• _Task requirements_
Within these records, how many lines hold "variable"? Give the number alone.
####
PR #2983, opened 2024-02-02
feat: add support for no push environment variable

### LINKED ISSUE #2385: Feature request: Allow `--no-push` configuration through environment variable
Hello everyone,

I won't use the bug issue template because this is not a bug report but a request for new functionality.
####
• _Task response_
2